[Supplied material]

PR #1154, opened 2024-04-04
Movable point bug: use snap in constrain callback

handeyeco:
## Summary:
Use `snap` in `constrain` callback so Mafs can properly position points when navigating with a keyboard.

Issue: [LEMS-1885](https://khanacademy.atlassian.net/browse/LEMS-1885)

## Test plan:
- In Flipbook
- Paste the below content
- Click a movable point
- Use your arrow keys to try an move it
- Note they move

```
{"content":"This one was always working [[☃ interactive-graph 1]]","images":{},"widgets":{"input-number 1":{"alignment":"default","graded":true,"options":{"answerType":"number","inexact":false,"maxError":0.1,"simplify":"required","size":"normal","value":6},"static":false,"type":"input-number","version":{"major":0,"minor":0}},"interactive-graph 1":{"alignment":"default","graded":true,"options":{"backgroundImage":{"bottom":0,"height":0,"left":0,"scale":1,"url":"","width":0},"correct":{"coords":[[3,2],[9,2],[3,6],[9,6]],"numPoints":4,"type":"point"},"graph":{"numPoints":4,"type":"point"},"gridStep":[1,1],"labels":["x","y"],"markings":"graph","range":[[-10,10],[-10,10]],"rulerLabel":"","rulerTicks":10,"showProtractor":false,"showRuler":false,"snapStep":[0.5,0.5],"step":[1,1]},"static":false,"type":"interactive-graph","version":{"major":0,"minor":0}}}}

{"content":"This one previously did not work [[☃ interactive-graph 1]]","images":{},"widgets":{"input-number 1":{"alignment":"default","graded":true,"options":{"answerType":"number","inexact":false,"maxError":0.1,"simplify":"required","size":"normal","value":6},"static":false,"type":"input-number","version":{"major":0,"minor":0}},"interactive-graph 1":{"alignment":"default","graded":true,"options":{"backgroundImage":{"bottom":0,"height":0,"left":0,"scale":1,"url":"","width":0},"correct":{"coords":[[3,2],[9,2],[3,6],[9,6]],"numPoints":4,"type":"point"},"graph":{"numPoints":4,"type":"point"},"gridStep":[1,1],"labels":["x","y"],"markings":"graph","range":[[-10,10],[-10,10]],"rulerLabel":"","rulerTicks":10,"showProtractor":false,"showRuler":false,"snapStep":[1,1],"step":[1,1]},"static":false,"type":"interactive-graph","version":{"major":0,"minor":0}}}}

{"content":"This one previously did not work [[☃ interactive-graph 1]]","images":{},"widgets":{"input-number 1":{"alignment":"default","graded":true,"options":{"answerType":"number","inexact":false,"maxError":0.1,"simplify":"required","size":"normal","value":6},"static":false,"type":"input-number","version":{"major":0,"minor":0}},"interactive-graph 1":{"alignment":"default","graded":true,"options":{"backgroundImage":{"bottom":0,"height":0,"left":0,"scale":1,"url":"","width":0},"correct":{"coords":[[3,2],[9,2],[3,6],[9,6]],"numPoints":4,"type":"point"},"graph":{"numPoints":4,"type":"point"},"gridStep":[1,1],"labels":["x","y"],"markings":"graph","range":[[-1,10],[-1,10]],"rulerLabel":"","rulerTicks":10,"showProtractor":false,"showRuler":false,"snapStep":[0.5,0.5],"step":[1,1]},"static":false,"type":"interactive-graph","version":{"major":0,"minor":0}}}}
```

[LEMS-1885]: https://khanacademy.atlassian.net/browse/LEMS-1885?atlOrigin=eyJpIjoiNWRkNTljNzYxNjVmNDY3MDlhMDU5Y2ZhYzA5YTRkZjUiLCJwIjoiZ2l0aHViLWNvbS1KU1cifQ

### DIFF
--- a/packages/perseus/src/widgets/interactive-graphs/reducer/interactive-graph-reducer.ts
+++ b/packages/perseus/src/widgets/interactive-graphs/reducer/interactive-graph-reducer.ts
@@ -3,6 +3,8 @@ import {UnreachableCaseError} from "@khanacademy/wonder-stuff-core";
 import {vec} from "mafs";
 import _ from "underscore";
 
+import {snap} from "../utils";
+
 import {
     type InteractiveGraphAction,
     MOVE_ALL,
@@ -61,14 +63,14 @@ function doMoveControlPoint(
                     setAtIndex({
                         array: tuple,
                         index: action.pointIndex,
-                        newValue: snap({
+                        newValue: snap(
                             snapStep,
-                            point: bound({
+                            bound({
                                 snapStep,
                                 range,
                                 point: action.destination,
                             }),
-                        }),
+                        ),
                     }),
             });
 
@@ -117,14 +119,8 @@ function doMoveLine(
             });
 
             const newLine: PairOfPoints = [
-                snap({
-                    snapStep,
-                    point: vec.add(currentLine[0], change),
-                }),
-                snap({
-                    snapStep,
-                    point: vec.add(currentLine[1], change),
-                }),
+                snap(snapStep, vec.add(currentLine[0], change)),
+                snap(snapStep, vec.add(currentLine[1], change)),
             ];
 
             const newCoords = setAtIndex({
@@ -160,7 +156,7 @@ function doMoveAll(
             });
 
             const newCoords = state.coords.map((point: vec.Vector2) =>
-                snap({snapStep, point: vec.add(point, change)}),
+                snap(snapStep, vec.add(point, change)),
             );
 
             return {
@@ -188,14 +184,14 @@ function doMovePoint(
                 coords: setAtIndex({
                     array: state.coords,
                     index: action.index,
-                    newValue: snap({
-                        snapStep: state.snapStep,
-                        point: bound({
+                    newValue: snap(
+                        state.snapStep,
+                        bound({
                             snapStep: state.snapStep,
                             range: state.range,
                             point: action.destination,
                         }),
-                    }),
+                    ),
                 }),
             };
         }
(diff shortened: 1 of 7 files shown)


packages/perseus/src/widgets/interactive-graphs/reducer/interactive-graph-reducer.ts
```diff
@@ -117,14 +119,8 @@ function doMoveLine(
...
-                snap({
-                    snapStep,
-                    point: vec.add(currentLine[0], change),
-                }),
-                snap({
-                    snapStep,
-                    point: vec.add(currentLine[1], change),
-                }),
+                snap(snapStep, vec.add(currentLine[0], change)),
+                snap(snapStep, vec.add(currentLine[1], change)),
```
benchristel, line 123: Suggestion: I'm not sure I want to lose the named arguments on `snap`. Since the point and snap step params have the same structure (a pair of numbers) it's too easy to mix them up.

Maybe a compromise like this would work?

```ts
snap(point, {snapStep: [0.5, 0.5]})
```

This makes it pretty clear which argument is which, and it has the additional advantage that we can pass the whole graph state as the second argument:

```ts
snap(point, state)
```

benchristel (approved):
Very cool! Thanks for digging into this.

I left one suggestion inline about the parameters of `snap`. TL;DR I think the named parameters had some advantages, but a hybrid solution might give us the best of both worlds.

packages/perseus/src/widgets/interactive-graphs/reducer/interactive-graph-reducer.ts
handeyeco: I'll revert the change. I just really dislike the "all arguments as an arg object" pattern; I think it's needless complexity and we're adding that complexity to solve a problem that IDEs fix:

Screenshot 2024-04-04 at 2 02 27 PM

I also think this makes the TS signature more useful.

Screenshot 2024-04-04 at 2 05 53 PM

Screenshot 2024-04-04 at 2 04 55 PM

But I figured I'd get push back.

PR #1155, opened 2024-04-04
Fix bug when a segment endpoint is dragged after the question is graded

benchristel:
## Summary:
Repro steps for the bug:

- View a segment graph question (e.g. the JSON below)

```
{"content":"The graph of $y=h(x)$ is a line segment joining the points $(1,9)$ and $(3,2)$. \n\n**Drag the endpoints of the segment below to graph $y=h^{-1}(x)$.\n **\n\n[[☃ interactive-graph 1]]","images":{},"widgets":{"interactive-graph 1":{"alignment":"default","graded":true,"options":{"backgroundImage":{"bottom":0,"height":425,"left":0,"scale":1,"url":"web+graphie://ka-perseus-graphie.s3.amazonaws.com/a82b4098da55c75b68d2c1fd9f348923b8935ccb","width":425},"correct":{"coords":[[[9,1],[2,3]]],"type":"segment"},"graph":{"type":"segment"},"gridStep":[1,1],"labels":["x","y"],"markings":"none","range":[[-10,10],[-10,10]],"rulerLabel":"","rulerTicks":10,"showProtractor":false,"showRuler":false,"snapStep":[0.5,0.5],"step":[1,1]},"type":"interactive-graph","version":{"major":0,"minor":0}}}}
```

- Drag the leftmost point of the segment to the right, so the
  left-to-right order of the points is reversed.
- Grade the question (it doesn't matter if your answer is correct or
  incorrect)
- Drag one of the points with the mouse

Expected: the point you drag moves.

Actual: the *other point* moves.

The bug happened because the grading code mutated arrays from the graph
state. This commit fixes that by cloning the arrays before mutating
them.

Issue: https://khanacademy.atlassian.net/browse/LEMS-1900

Test plan:

Visit the interactive graph flipbook (`yarn dev`) and follow the repro
steps. The bug should not repro.

### DIFF
--- a/packages/perseus/src/util.ts
+++ b/packages/perseus/src/util.ts
@@ -919,6 +919,23 @@ const unescapeMathMode: (label: string) => string = (label) =>
 
 const random: RNG = seededRNG(new Date().getTime() & 0xffffffff);
 
+// TODO(benchristel): in the future, we may want to make deepClone work for
+// Record<string, Cloneable> as well. Currently, it only does arrays.
+type Cloneable =
+    | null
+    | undefined
+    | boolean
+    | string
+    | number
+    | Cloneable[]
+    | readonly Cloneable[];
+function deepClone<T extends Cloneable>(obj: T): T {
+    if (Array.isArray(obj)) {
+        return obj.map(deepClone) as T;
+    }
+    return obj;
+}
+
 const Util = {
     inputPathsEqual,
     nestedMap,
@@ -965,6 +982,7 @@ const Util = {
     textarea,
     unescapeMathMode,
     random,
+    deepClone,
 } as const;
 
 export default Util;
--- a/packages/perseus/src/widgets/interactive-graph.test.tsx
+++ b/packages/perseus/src/widgets/interactive-graph.test.tsx
@@ -171,6 +171,8 @@ describe("InteractiveGraph.validate on a segment question", () => {
 
         InteractiveGraph.widget.validate(guess, rubric, null);
 
+        // Narrow the type of `rubric.correct` to segment graph; otherwise TS
+        // thinks it might not have a `coords` property.
         invariant(rubric.correct.type === "segment");
         expect(rubric.correct.coords).toEqual([
             [
--- a/packages/perseus/src/widgets/interactive-graph.test.tsx
+++ b/packages/perseus/src/widgets/interactive-graph.test.tsx
@@ -1,0 +1,182 @@
+import invariant from "tiny-invariant";
+
+import InteractiveGraph, {type Rubric} from "./interactive-graph";
+
+import type {PerseusGraphType} from "@khanacademy/perseus";
+
+function createRubric(graph: PerseusGraphType): Rubric {
+    return {graph, correct: graph};
+}
+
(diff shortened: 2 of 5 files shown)


packages/perseus/src/util.ts
```diff
@@ -919,6 +919,23 @@ const unescapeMathMode: (label: string) => string = (label) =>
...
+// Record<string, Cloneable> as well. Currently, it only does arrays.
+type Cloneable =
+    | null
+    | undefined
+    | boolean
+    | string
+    | number
+    | Cloneable[]
+    | readonly Cloneable[];
+function deepClone<T extends Cloneable>(obj: T): T {
```
handeyeco, line 932: NAN: This makes me think we need to switch from Underscore to Lodash - Lodash has a `cloneDeep` helper, though I'm not sure how well it works with TS.

packages/perseus/src/widgets/interactive-graph.test.tsx
```diff
@@ -0,0 +1,182 @@
...
+
+        expect(guess.coords).toEqual([
+            [
+                [1, 1],
+                [0, 0],
+            ],
+        ]);
+    });
+
+    it("does not modify the `rubric` data", () => {
```
handeyeco, line 152: I don't really understand this test.
1. Are the coords supposed to be inverted like in the test above?
2. Why would type not be "segment"?

handeyeco (approved):

packages/perseus/src/widgets/interactive-graph.test.tsx
benchristel: I should probably add a comment to clarify why this test is needed. But it fails if I replace the `deepClone` of `rubric.correct.coords` with a shallow-copy `slice`:

```ts
let guess = Util.deepClone(userInput.coords);
let correct = rubric.correct?.coords.slice();
```

The elements of `correct` later get sorted in-place. This test ensures that that sorting does not disturb the original rubric data.

Re: the `invariant(rubric.correct.type === "segment");` - that's needed for TS to understand that `rubric.correct` is always going to have `coords`. The type of `rubric.correct` is `PerseusGraphType`, so we have to narrow the type to just segment graphs.

packages/perseus/src/util.ts
benchristel: Eventually we will be able to use the browser-native `structuredClone`.

packages/perseus/src/util.ts
```diff
@@ -919,6 +919,23 @@ const unescapeMathMode: (label: string) => string = (label) =>
...
+    if (Array.isArray(obj)) {
+        return obj.map(deepClone) as T;
+    }
+    return obj;
```
jeremywiebe, line 936: This feels a bit misleading. We aren't doing any cloning here, just returning the original value (which I guess is correct given the types that Cloneable currently covers).  

We do already have a `clone` (which is actually a deep clone) in https://github.com/Khan/perseus/blob/53fd3768652b702df4a79b97a0ab4766b11748fe/testing/object-utils.ts#L3 

Could we rationalize these two implementations?

PR #1157, opened 2024-04-05
New Interactive Graph Axis Tick Labels (rendered with the MathJax font)

SonicScrewdriver:
## Summary:
This PR adds a new approach to rendering our interactive graph axis tick labels. In order to ensure that we can support cases where the [tickSteps are less than the gridSteps](https://khanacademy.atlassian.net/browse/LEMS-1890), we're now manually rendering these labels. 

The labels have also been updated to render using the `MathJax_Main-Regular` (or `MJXTEX`) font. 

NOTE: There's still a bug regarding overlapping labels on the initial negative axis points, but that will be tackled in [LEMS-1891](https://khanacademy.atlassian.net/browse/LEMS-1891). 

Issue: LEMS-1878

## Test plan:
- manual testing in flipbook using all edge cases 
- manual testing in webapp to ensure the fonts are still correctly identified 

## Screen shots:
Screenshot 2024-04-10 at 4 18 44 PM

Screenshot 2024-04-10 at 4 19 34 PM

Screenshot 2024-04-10 at 4 20 05 PM

[LEMS-1891]: https://khanacademy.atlassian.net/browse/LEMS-1891?atlOrigin=eyJpIjoiNWRkNTljNzYxNjVmNDY3MDlhMDU5Y2ZhYzA5YTRkZjUiLCJwIjoiZ2l0aHViLWNvbS1KU1cifQ

### DIFF
--- a/packages/perseus/src/widgets/interactive-graphs/axis-ticks.tsx
+++ b/packages/perseus/src/widgets/interactive-graphs/axis-ticks.tsx
@@ -97,7 +97,6 @@ export function generateTickLocations(
 type Props = {
     tickStep: [number, number];
     range: [[number, number], [number, number]];
-    graphSize: vec.Vector2;
 };
 
 export const AxisTicks = (props: Props) => {
--- a/packages/perseus/src/widgets/interactive-graphs/axis-ticks.tsx
+++ b/packages/perseus/src/widgets/interactive-graphs/axis-ticks.tsx
@@ -71,6 +71,8 @@ export const AxisTicks = (props: Props) => {
     const [yMin, yMax] = range[1];
 
     const yTickStep = props.tickStep[1];
+
+    const yTickStep = props.tickStep[1];
     const xTickStep = props.tickStep[0];
 
     const yGridTicks = generateTickLocations(yTickStep, yMin, yMax);
--- a/packages/perseus/src/widgets/interactive-graphs/axis-ticks.tsx
+++ b/packages/perseus/src/widgets/interactive-graphs/axis-ticks.tsx
@@ -1,6 +1,4 @@
 import * as React from "react";
-import "@khanacademy/mathjax-renderer/src/css/mathjax.css";
-import "@khanacademy/mathjax-renderer/src/css/safari-hacks.css";
 
 import {useTransform} from "./graphs/use-transform";
 
--- a/packages/perseus/src/widgets/interactive-graphs/axis-ticks.tsx
+++ b/packages/perseus/src/widgets/interactive-graphs/axis-ticks.tsx
@@ -17,8 +17,6 @@ const YGridTick = ({y}: {y: number}) => {
     const pointOnAxis: vec.Vector2 = [0, y];
     const [[xPosition, yPosition]] = useTransform(pointOnAxis);
 
-    const labelString = y < 0 ? y.toString() : " " + y.toString();
-
     return (
         <g className="y-axis-ticks">
             <line
@@ -40,7 +38,7 @@ const YGridTick = ({y}: {y: number}) => {
                     x={xPosition - 10}
                     y={yPosition + 5}
                 >
-                    {labelString}
+                    {y.toString()}
                 </text>
             )}
         </g>
@@ -51,7 +49,6 @@ const XGridTick = ({x}: {x: number}) => {
     const pointOnAxis: vec.Vector2 = [x, 0];
     const [[xPosition, yPosition]] = useTransform(pointOnAxis);
 
-    const labelString = x < 0 ? x.toString() : x.toString();
     return (
         <g className="x-axis-ticks">
             <line
@@ -73,7 +70,7 @@ const XGridTick = ({x}: {x: number}) => {
                     x={xPosition}
                     y={yPosition + 25}
                 >
-                    {labelString}
+                    {x.toString()}
                 </text>
             )}
         </g>
--- a/packages/perseus/src/widgets/interactive-graphs/axis-ticks.tsx
+++ b/packages/perseus/src/widgets/interactive-graphs/axis-ticks.tsx
@@ -1,7 +1,9 @@
 import * as React from "react";
 
 import {useTransform} from "./graphs/use-transform";
+import useGraphState from "./reducer/use-graph-state";
 
+import type {GridProps} from "./grid";
 import type {vec} from "mafs";
 
 const tickSize = 10;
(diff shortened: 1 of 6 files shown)


packages/perseus/src/widgets/interactive-graphs/grid.tsx
```diff
@@ -8,12 +8,18 @@ import type {GraphRange} from "../../perseus-types";
 import type {SizeClass} from "../../util/sizing-utils";
 import type {vec} from "mafs";
 
+/*
```
SonicScrewdriver, line 11: I added this comment for my own sanity, and wondered if I should keep it. Happy to remove it however!

packages/perseus/src/widgets/interactive-graphs/axis-ticks.tsx
```diff
@@ -24,6 +24,21 @@ const YGridTick = ({y}: {y: number}) => {
...
             />
+            {
+                // TODO (LEMS-1891): Negative one is a special case as the labels can
+                // overlap with the axis line. We should handle this case more gracefully.
+            }
+            {y !== -1 && (
+                <text
+                    height={20}
+                    width={50}
+                    textAnchor="end"
```
SonicScrewdriver, line 35: We want "end" here as we want to right-align the y axis labels.

packages/perseus/src/widgets/interactive-graphs/axis-ticks.tsx
```diff
@@ -41,6 +56,21 @@ const XGridTick = ({x}: {x: number}) => {
...
             />
+            {
+                // TODO (LEMS-1891): Negative one is a special case as the labels can
+                // overlap with the axis line. We should handle this case more gracefully.
+            }
+            {x !== -1 && (
+                <text
+                    height={20}
+                    width={50}
+                    textAnchor="middle"
```
SonicScrewdriver, line 67: We want middle here, as we want to ensure the x axis tick labels are centered under their appropriate 'tick'.

packages/perseus/src/widgets/interactive-graphs/grid.tsx
```diff
@@ -8,12 +8,18 @@ import type {GraphRange} from "../../perseus-types";
...
+gridStep: Where the lines on the grid will render.
+tickStep: Where the little black axis lines & labels (ticks) should render. (e.g. 1, 2, 3, 4, 5)
+snapStep: Where the graph points will lock to when they are dragged.
+*/
```
SonicScrewdriver, line 15: I added these comments for my own sanity, and wondered if I should keep them. Happy to delete this if it's not useful however.

jeremywiebe: I love that these exist, please don't remove them entirely. 

But, could these go on the `GridProps` type itself?  Or some other type where these keys are defined that we could document?

packages/perseus/src/widgets/interactive-graphs/mafs-styles.css
```diff
@@ -124,3 +124,8 @@
 .MafsView .movable-point:focus-visible .movable-point-focus-outline {
     visibility: visible;
 }
+
+.MafsView .axis-ticks text {
+    font-size: 14px;
+    font-family: "MJXTEX";
```
benchristel, line 130: Where is this font family defined? Will it always be available?

I kind of thought we'd have to add a font-face definition like:

```css
@font-face {
  font-family: MJXTEX;
  src: url("https://cdn.kastatic.org/fonts/mathjax/MathJax_Main-Regular.woff") format("woff");
}
```

But maybe that definition already exists elsewhere in Perseus?

If we don't have an explicit font-face definition, then I think the correct font will only be available if MathJax has rendered an expression since the last full-page refresh.

benchristel (commented):
It looks SO GOOD!

I left one question inline about how the font face gets loaded.

packages/perseus/src/widgets/interactive-graphs/mafs-styles.css
benchristel: If we end up defining the font-face in Perseus CSS, we should probably call it something other than `MJXTEX` to avoid any possible conflict with the font-face that MathJax defines. They _should_ always be the same font, but you never know...

SonicScrewdriver: We found that it's actually already well defined in MathJax itself, which I believe gets pulled into index.css when we compile the dist. 

Screenshot 2024-04-11 at 2 51 24 PM

I made sure to test in webapp, and it loads in properly even if I go directly to the segment graph test page without loading any ancillary MathJax. :)

SonicScrewdriver: I believe @jeremywiebe thought this would be bundled properly after we did some digging! 

It also seems to load properly in flipbook, even when I make sure that there's no other Mathjax on the page at all.
 
Screenshot 2024-04-11 at 3 04 31 PM

I was unable to find any examples of content in webapp that don't _also_ end up using ancillary MathJax as they usually have to indicate points or some kind of value to set up the question. Even the segment testing page has some minor bits of MathJax floating around.🤔

benchristel: It does indeed seem like MathJax sneaks in in a lot of places!

However, I'm still wary of relying on MathJax being the math renderer that is used in production. We allow clients of Perseus to inject any TeX component, and I suspect that third-party users of Perseus (e.g. [Learning Equity](https://khanacademy.slack.com/archives/CJDRXTGQ7/p1712852640716959)) are still using KaTeX.

I tried out switching to a custom `@font-face` and it works. The fonts are only loaded once if we use the same CDN URL that the MathJax renderer is configured to use:

```css
@font-face {
    font-family: Mafs-MJXTEX;
    src: url("https://cdn.kastatic.org/fonts/mathjax/MathJax_Main-Regular.woff") format("woff");
}

.MafsView .axis-ticks text {
    font-size: 14px;
    font-family: "Mafs-MJXTEX";
}
```

SonicScrewdriver: Lovely, that seems safer! I've implemented your suggestion, thank you greatly. :)

packages/perseus/src/widgets/interactive-graphs/axis-ticks.tsx
```diff
@@ -63,10 +97,12 @@ export function generateTickLocations(
 type Props = {
     tickStep: [number, number];
     range: [[number, number], [number, number]];
+    graphSize: vec.Vector2;
```
benchristel, line 100: `graphSize` doesn't seem to be used. I think we can remove it?

benchristel (approved):
LGTM! Just one small thing—I think the `graphSize` prop is unused and can be removed.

[/Supplied material]

Give back exactly the material above from its opening line to the line bearing "with a keyboard.".

Exercise response
PR #1154, opened 2024-04-04
Movable point bug: use snap in constrain callback

handeyeco:
## Summary:
Use `snap` in `constrain` callback so Mafs can properly position points when navigating with a keyboard.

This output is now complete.